A little over a week ago, I was tinkering with a WeMOS D1 Mini board that I had acquired, and decided to port my Plan-13 library to it. Long (long long) time readers may remember some years ago that I wrote this code to predict the position of satellites, first in Python, but then ported it to C and had it running on the Arduino as part of my ANGST (Arduino ‘n Gameduino Satellite Tracker) project. But that project had a number of shortcomings:
- It was fairly complicated, and required a number of additional add-ons to work. I used the Gameduino to generate graphics, had an external RTC and EEPROM to store orbital data, and used an optical shaft encoder to move around. Yes, it was attractive and fun, but not cost effective.
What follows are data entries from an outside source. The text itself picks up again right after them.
Issue #91, opened 2025-07-14
Add Mouse Navigation ala Ultima Underworld


packardbell95:
[Some of the UI updates](https://github.com/packardbell95/tardquest/pull/90) are introducing more mouse interactivity. However, we don't have a way to navigate the dungeon itself with the mouse. We should include clickable hotspots on the main viewport that will allow the player to navigate with a mouse

This should work similarly to Ultima Underworld where the mouse cursor turns into arrows depending on what direction the player will turn or move in:
| <img src="https://github.com/user-attachments/assets/6c61aecd-00db-42e3-975a-a1c668e61a7b" width="300"> |
| --- |
| The mouse cursor helps guide players in navigation in Ultima Underworld |

PR #93, opened 2025-07-18
Adding Mouse Navigation to the Game

packardbell95:
In an effort to integrate mouse controls further into the game, this PR introduces on-screen navigation similar to the controls in Ultima Underworld

|  |
| --- |
| Navigating the Tardspire with mouse controls 🐁 |

These changes respond to the two main game modes: navigation and combat

Navigation allows the player to mouseover and click the main viewport to move forward, backwards, turn left or right, and strafe left or right depending on whether the surrounding environment allows. Any cells directly in front of the player that have an `onTouch()` function will also change the style of the cursor, even though clicking on one of these cells will still call `move('forward')`

Combat is very simple, making the entire viewport a clickable surface. When clicking, this will result in the player attacking the enemy, basically doing the same thing as pressing the "A" button

Things like menu interactions are not covered in this PR, but will be coming in future updates along with things like more on-screen buttons to facilitate interactions

This closes https://github.com/packardbell95/tardquest/issues/91


TheMilkMan6669 (approved):
Working great on my end. The custom cursors look nice too. I'll probably see if I can come up with my own mockup or general outline for other miscellaneous clickable buttons we can use for menus and such and show it to you later.

PR #100, opened 2025-07-22
Viewport UI label + separate enemy art module

TheMilkMan6669:
Added a UI label for the viewport, as I personally think it just looks better to have one there. Also made sure the label doesn't shake alongside the viewport display when moving or turning.
Screenshot 2025-07-22 021926

I've also consolidated the enemy artwork into a separate .js module, like what was done for the portrait artwork.

### DIFF
--- a/src/game.html
+++ b/src/game.html
@@ -269,6 +269,7 @@
 
         #game > .layer {
             position: absolute;
+            margin-left: 3.5px;
             top: 0;
             left: 0;
         }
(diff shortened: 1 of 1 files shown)


packardbell95 (approved):
I pushed a couple of small changes to this, the most significant of which is one that fixed mouse controls since the control handler managed to get pushed below the viewport into an unclickable area. Those aside, the changes look good :+1:

PR #101, opened 2025-07-22
Optimize Minimap Rendering Function

packardbell95:
This PR aims to provide select performance improvements for the game through restructuring the map, minimap, battle log, and menu

## Map and Minimap Updates
This PR adjusts the map's functionality to wrap it into its own `Map` class which handles a lot of placement and rendering functionality with more ease

### Updating Map Cells
Previously, map cells were tracked in the global `MAP` array. `MAP` has now been converted to an instance of the `Map` class. This means that `MAP` still holds the contents of the game's map, but now has helper methods associated with it that can be used to perform operations on the map

In particular, we previously were setting map cells by creating new `MapCell()` objects in the array's coordinates:
```javascript
MAP[y][x] = new MapCell(...);
```

Now, we can set these with `Map.setCell()`:
```javascript
MAP.setCell(x, y, type);
```

This still uses `MapCell()` behind the scenes, but performs some handling, such as map boundary checks and initialization automatically

### Rendering Optimization
Previously, on each `render()` call, the minimap would be entirely discarded and recreated. This has become notably heavy after introducing tooltips which would require a handler to be reattached to all cells after clearing

Instead of refreshing everything, the `Map` class in this PR now only updates the cells of the minimap if they had changed since the last time. When a cell is updated via `Map.setCell()`, `Map.setEntities()`, `Map.initializeMinimap()`, `Map.revealSpot()`, or `Map.reveal()`, an internal `#rerenderList` is updated with the coordinates of the changed cell. On every `render()`, `Map.refreshMinimap()` is called which will cause only the cells located in the coordinates of the `#rerenderList` to be updated rather than the entire minimap. This cuts down significantly on the number of elements that are generated and discarded, making it easier for browsers to manage the state of the minimap

### Tracking Entities on the Map
The map can also track entities apart from the map's cells via `Map.setEntities()`. This is currently only used for the player, but will be used for NPCs in the future as well. `Map.setEntities()` takes an object keyed by entity ID that contains a pair of `x` and `y` coordinates as well as cell overrides that are used to replace the display of that cell in the minimap when rendered

These objects can also have a `forceRefresh` option which, if set to `true`, will force the entity to be refreshed on every render. This is currently enabled for the player character since turning in place will not cause the cell to be updated (therefore avoiding the cell being added to the aforementioned `#rerenderList`), though the player's character is an arrow that needs to be shown pointing in the correct direction at all times. This mechanism may be replaced with something more sophisticated in the future, though given that it's only used for the player character, is a minimal concern at this point

### Map Generation Logic Organization
The `Map` class now holds the bulk of the general map generation logic. `Map.generate()` will now generate a basic map with an entry and exit point

Beyond the general map structure, the facets of the map such as placing chests and traps are handled in the game's `generateMap()` function. This is because entity placement logic is specific to TardQuest, not to a generic game

### Elimination of Random Attempts
Placing floors and cells was previously performed by selecting random cells, seeing if they are empty, and placing entities in those spots. This is incredibly inefficient since most of the cells are not going to be empty, so scanning this way was particularly excessive

Now, the `Map` class has a `.getEmptyCellCoordinates()` method. This returns a list of all of the coordinates that are empty. Combining this with a new `shuffle()` method that randomizes the order of an array now makes it much simpler to find empty spots to place entities and objects around the map

## Battle Log Changes
The battle log was creating some extra work for browsers. This is because entries to the battle log would be tracked in an array. When updated, this array would be rescanned to generate the battle log messages, styling them based on their position to give a gradient effect

This has been replaced with simple logic that just prepends new lines to the battle log element. The gradient is now styled with CSS, so elements are no longer discarded and regenerated

## Menu System Updates
The menu system has been split off into its own `Menu` class. The way that the map is rendered has been modified to be less excessive. Basic mouse support has also been added to the menus, meaning that any given menu option can be hovered and clicked

### Menu Rendering
Like the minimap, the menus were constantly redrawn on `render()` calls. This includes when a selected option within the menu has changed. Because this resulted in a lot of needless regeneration and interfered with mouse events, the menu is now rendered only once when opened. Selecting options with the arrow keys or by hovering an option with the mouse cursor will now change the selected option internally and will simply change the option's class name in HTML to `selected` which determines which option is being pointed at with an arrow ("▶")

## Cracked Floor Updates
Previously, the cracked floor would be tracked and updated within `crackedFloorSteps`

This mechanism has been simplified by introducing a third type of floor: `Cracked Floor`. This now sits in between the other two:
1. `Slightly-Cracked Floor`
2. `Cracked Floor`
3. `Severely-Cracked Floor`

The logic for how these behave is now entirely stored within each of the cells' `onEnter()` callbacks.

The `player` object also now has a `player.getWeightLevel()` function that returns `normal`, `warning`, or `danger` depending on the player's weight percentage based on their carry and endurance levels

Together, the floor now breaks based on the following logic:
- `Slightly-Cracked Floor`...
  - ...becomes `Cracked Floor` when the player's weight level is `normal`
  - ...becomes `Severely-Cracked Floor` when the player's weight level is `warning`
  - ...breaks entirely if the player's weight level is `danger`
- `Cracked Floor`...
  - ...becomes `Severely-Cracked Floor` when the player's weight level is `normal`
  - ...breaks entirely if the player's weight level is either `warning` or `danger`
- `Severely-Cracked Floor` breaks if the player's weight level is `normal`, `warning`, or `danger`

## Misc Updates
- The game can now be started by clicking on the title screen
- Party member counts are now displayed in the Party section header
- The `Tooltip` class has been split into its own file
- Warnings from Edge's developer tools, namely `meta viewport` and `-webkit-user-select` (webkit doesn't support `user-select`, strangely), have been addressed
- The player's minimap tooltip now animates the player emoticon

## Other Notes
While this PR offers some performance improvements, there are still many to make in the scene renderer itself. This is being tracked under https://github.com/packardbell95/tardquest/issues/104

### DIFF
--- a/src/game.html
+++ b/src/game.html
@@ -10046,7 +10046,9 @@ A Javascript game by <a href="https://milklounge.wang/tardquest/" target="_blank
             if (awaitingPersuasionText) return;
 
             if (menu.isOpen()) {
-                menu.handleInput(key);
+                if (! animationActive) {
+                    menu.handleInput(key);
+                }
             } else if (key === 'escape' && !awaitingPersuasionText) {
                 menu.open('gameSettings');
             } else if (key === 'i') {
--- a/src/game.html
+++ b/src/game.html
@@ -606,6 +606,7 @@
         }
 
         #minimap .crackedFloorSlight,
+        #minimap .crackedFloor,
         #minimap .crackedFloorSevere {
             color: #f00;
         }
@@ -945,6 +946,7 @@
         }
 
         .scene_character_crackedFloorSlight,
+        .scene_character_crackedFloor,
         .scene_character_crackedFloorSevere {
             color: #000;
         }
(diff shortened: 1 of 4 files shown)


TheMilkMan6669 (approved):
Changes all seem good. The additional mouse input features are very nice QOL changes, and having a third cracked floor sprite is nice and was something that was definitely needed. 

The only small issues I came up with are there's currently no way (from what I could tell) to use the mouse to scroll menus that have multiple pages, and clicking on one of the dev name links results in the game starting when the player might possibly not want it to yet. We could remedy this by putting a play button somewhere on the title screen instead of having the entire screen be a clickable "surface", but we could handle this in a future update. It's really no big deal.

packardbell95:
> The only small issues I came up with are there's currently no way (from what I could tell) to use the mouse to scroll menus that have multiple pages, and clicking on one of the dev name links results in the game starting when the player might possibly not want it to yet. We could remedy this by putting a play button somewhere on the title screen instead of having the entire screen be a clickable "surface", but we could handle this in a future update. It's really no big deal.

Good call-outs on these. I think they're worth implementing. These are now tracking under https://github.com/packardbell95/tardquest/issues/105

PR #106, opened 2025-08-03
Ring of Sightliness Changes + Equipment menu combat limit

### LINKED ISSUE #65: Stop Ring of Sightliness from Seeing Through Walls
When the player has the Ring of Sightliness equipped, they can see through walls on the minimap. This is because the ring uncovers a radius around the player with `revealMapSpot()` which will uncover the map in a circle, regardless of what's beneath

We should adjust the function to limit the visibility to stop at walls. This should be an optional parameter used for player movement since this function is also used for the Dowsing Rod to reveal the exit and its surrounding map cells. Wall obstruction doesn't need to be accommodated in this case

TheMilkMan6669:
A fairly simple set of small changes. The Ring of Sightliness will no longer allow you to see directly through walls, and basically just increases the player's FOV cone. Below is an annotated (maybe somewhat kinda inaccurate) screenshot of what the player's FOV cone looks like after equipping the ring, and what tiles are being revealed.
fov

The equipment menu is also now inaccessible during combat, which was a decision made to reflect the upcoming clickable UI we have planned, complete with a bit of flavor text in the battle log.
battle-restriction

This PR will close #65

### DIFF
--- a/src/game.html
+++ b/src/game.html
@@ -8743,9 +8743,32 @@ A Javascript game by <a href="https://milklounge.wang/tardquest/" target="_blank
         }
 
         function updateSeenTiles() {
-             // Default reveal radius 1, 2 if Ring of Sightliness equipped
+            // Default reveal radius 1, 2 if Ring of Sightliness equipped
             const radius = player.hasEquippedRing('ringOfSightliness') ? 2 : 1;
-            MAP.revealSpot(player.x, player.y, radius);
+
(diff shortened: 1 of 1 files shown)


packardbell95 (approved):
This is an awesome update. The new FOV check works really well and gives a more realistic feeling to exploration

|  |
| --- |
| Using an exaggerated radius shows the realism of the sight cone |

The new vision cone makes me want to go play some [C-Dogs](https://dosgames.com/game/c-dogs/)

Issue #95, opened 2025-07-20
Party Member Interactions Sometimes Stay Disabled


packardbell95:
Sometimes, the party member interactions will remain disabled and can't be clicked. This was observed after a team member was eviscerated after a battle where persuasion was used, which may have interfered with the buttons

| <img width="300" src="https://github.com/user-attachments/assets/957b6acd-f684-4ff9-baff-3bbe00202dc9" /> |
| --- |
| Disabled ally buttons post-fight |

Issue #105, opened 2025-07-30
Adjust Mouse Interactions


packardbell95:
From MilkMan's PR feedback:

> The only small issues I came up with are there's currently no way (from what I could tell) to use the mouse to scroll menus that have multiple pages, and clicking on one of the dev name links results in the game starting when the player might possibly not want it to yet. We could remedy this by putting a play button somewhere on the title screen instead of having the entire screen be a clickable "surface", but we could handle this in a future update. It's really no big deal.

_Originally posted by @TheMilkMan6669 in https://github.com/packardbell95/tardquest/pull/101#pullrequestreview-3069941816_

PR #107, opened 2025-08-05
Adding button inputs on UI, other changes

packardbell95:
- Adding MilkMan's UI art assets (note that inventory assets are not yet in use within this PR, but buttons are)
- Adding input section for clickable controls
- Reducing clickable area on title screen to the 'Press Enter' box
- Adding description for menu interactions in the keyboard controls section
- Entering empty persuasion text now uses an empty message so the player no longer wastes a turn in combat
- Changing MouseControl to GameControl since it now handles more on-screen controls
- Setting and fixing onOpen() and onPageChange() functions to the Menu class
- Adding getPagination(), getTotalPages(), and pagination helpers to the Menu class
- Moving death check to player-adjusting functions
- Adding numberBetween() and randomEntry() helper functions
- Adding/fixing colors for select battle log messages
- Fixing screen shake interger calculation
- Adding Confirm and Close buttons to the persuasion text input
- Adding more flavor text
- Simplifying logic

Closes https://github.com/packardbell95/tardquest/issues/95 and https://github.com/packardbell95/tardquest/issues/105


TheMilkMan6669 (changes requested):
Very nice set of updates, though I'd suggest we wait until we get the inventory icons in there before we merge. The PRS icon currently has a green highlight, I would suggest making this purple instead to match with the actual color of the PRS stat. Run could probably be blue or something.

Edit: I've also found that if you select the "back" option using the confirm icon, the up/down icons become greyed out, but not if you hit escape to go back a menu.

packardbell95:
@TheMilkMan6669 Thanks for the quick and thorough feedback

> The PRS icon currently has a green highlight, I would suggest making this purple instead to match with the actual color of the PRS stat. Run could probably be blue or something.

Great call. I've updated the colors so that attack is red, persuasion is the same purple as the persuasion stat color on the left, and run is the default blue:
|  |
| --- |
| I'm about to deal this stupid dog a rainbow of pain |

> Edit: I've also found that if you select the "back" option using the confirm icon, the up/down icons become greyed out, but not if you hit escape to go back a menu.
> 
> Edit 2: Sometimes this happens when hitting escape too actually, I can't exactly find a consistent way to replicate the issue. But it does happen lol

Good catch on this. I posted a fix

Some details about why this happens:
This PR has [an object called `GameControl`](https://github.com/packardbell95/tardquest/blob/94f4b25ab04b6a1d13115647f386e096b5eadf3a/src/game.html#L7092) which handles most of the clickable on-screen elements. It works in different modes that we shouldn't have to really think about. So long as we call [`GameControl.update()`](https://github.com/packardbell95/tardquest/blob/94f4b25ab04b6a1d13115647f386e096b5eadf3a/src/game.html#L7178), it will figure out if the mode has changed, display the correct buttons if the mode has switched, and then enable/disable the appropriate buttons

So for Navigation mode, directions that the player can't move in due to walls will disable the corresponding buttons. In battle mode, it will disable Persuasion if the player has run out of attempts (though in its current state, this can still be activated with the keyboard which might be something for us to change). And in menu mode, it will disable up and down if there aren't multiple options, and will disable pagination if there are no pages to turn to

To get this to work with the menu system, the menu has a series of callbacks that fire under different events, such as when the menu is opened, when a page is turned, when a selection changes, and so on. [We set these right after the menu has been initialized.](https://github.com/packardbell95/tardquest/blob/94f4b25ab04b6a1d13115647f386e096b5eadf3a/src/game.html#L10651-L10659) This has made it possible for us to do things like play selection sounds as the player navigates through options and pages. But now there are a bunch of callbacks to fire `GameControl.update()` in different situations

The problem was that `GameControl.update()` was not being fired on select or on cancel

I was able to replicate the issue by trying to sell items to the merchant while having enough items in my inventory to push the "[Back]" option onto the second page by itself:
|  |
| --- |
| The back button, all alone, disabling the buttons in the bottom right corner of the UI |

Selecting the option [fires the menu's `onCancel()` callback](https://github.com/packardbell95/tardquest/blob/94f4b25ab04b6a1d13115647f386e096b5eadf3a/src/scripts/Menu.js#L196) if one has been set (which fires when a menu is backed out of. [`onClose()` is fired instead](https://github.com/packardbell95/tardquest/blob/94f4b25ab04b6a1d13115647f386e096b5eadf3a/src/scripts/Menu.js#L194) if the menu system is closed completely)

Basically, I had no `GameControl.update()` call in the `onCancel()` event, but [I plugged that in](https://github.com/packardbell95/tardquest/pull/107/commits/94f4b25ab04b6a1d13115647f386e096b5eadf3a#diff-add1bebb6aadf116dc859e7ae4248fff45ff56f4532408bf8f13c282acdda6d9R10658) and have not been able to reproduce the issue since

PR #61, opened 2017-10-22
add link to 'racket world map'

bennn:
I'm surprised how much attention the map I posted to google groups is getting, so probably we should put it in a more maintainable place.

Here's one idea. Just link to the google drive map on the homepage.

### DIFF
--- a/www/index.html.pm
+++ b/www/index.html.pm
@@ -222,6 +222,8 @@ Community
 
 ◊link["https://botbot.me/freenode/racket/"]{#racket IRC on freenode.net}
 
+◊link["https://drive.google.com/open?id=1i3zN11e_6te5ytduAiv1cidrIi4&usp=sharing"]{World Map}
+
 ◊link["https://racket.slack.com/"]{Slack channel} (visit ◊link["http://racket-slack.herokuapp.com/"]{this link} to sign up)
 
 ◊link["https://twitter.com/racketlang"]{@racketlang on Twitter}


bennn:
The map is on the wiki: https://github.com/racket/racket/wiki

stamourv:
I think it would be nice to have it on the web page. Most people won't think to check the wiki. It's a good place to putting info for linking to, but not very good for discoverability.
@mbutterick: Any thoughts?

mbutterick:
Maybe at the bottom of [this page](http://racket-lang.org/plt.html)? [[Source](https://github.com/racket/racket-lang-org/blob/master/www/plt.html.pm)]

If you look at the [RacketCon home page](https://github.com/racket/racket-lang-org/blob/master/rcon/2017/index.html.pm) you can see how to embed a Google Map (with a custom color scheme, even).

rfindler:
How about the top? (in its own section)

Robby


On Sun, Oct 22, 2017 at 4:53 PM, Matthew Butterick <notifications@github.com

stamourv:
I'm not sure that page is a good home. It's about more about PLT (the research group) than about users.
Would another (sibling) page make sense?

samth:
I think we should make that page more about the Racket community and contributors anyway. This link would be a good start.

rfindler:
Let’s embed the map.

mbutterick:
Drop pins for the listed PLT shareholders & research centers too.

mbutterick:
(Unless they are in witness protection programs, etc.)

- It had no easy way to update orbital elements. You had to connect it to a PC and reprogram it with new orbital elements each time you needed an update.
But these WeMOS boards are built around the ESP8266 modules, which have a number of advantages:
- They are based around an 80Mhz 32 bit processor, instead of a 16Mhz 8 bit processor.
- They have 4Mbytes of flash memory. You can easily configure some small part of that to serve as a miniature file system, ample to store orbital elements without any additional hardware.
- They are cheap: around $5.
- And most intriguingly: they have WiFi.
So, I worked on the spiritual descendent of ANGST. Using the platformio system I moved a copy of my Plan13 library to a new project, and started tinkering. As of now, the project:
- Wakes up and connects to my local WiFi network
- Establishes a connection to an NTP server, so I can get the time
- Connects to Celestrak and downloads the latest orbital elements for the ISS
- Predicts the next three passes from my home location
- And then enters a loop, predicting the sub-satellite latitude and longitude, its location relative to some major world cities, and if it is above the horizon, then the azimuth and altitude of the satellite.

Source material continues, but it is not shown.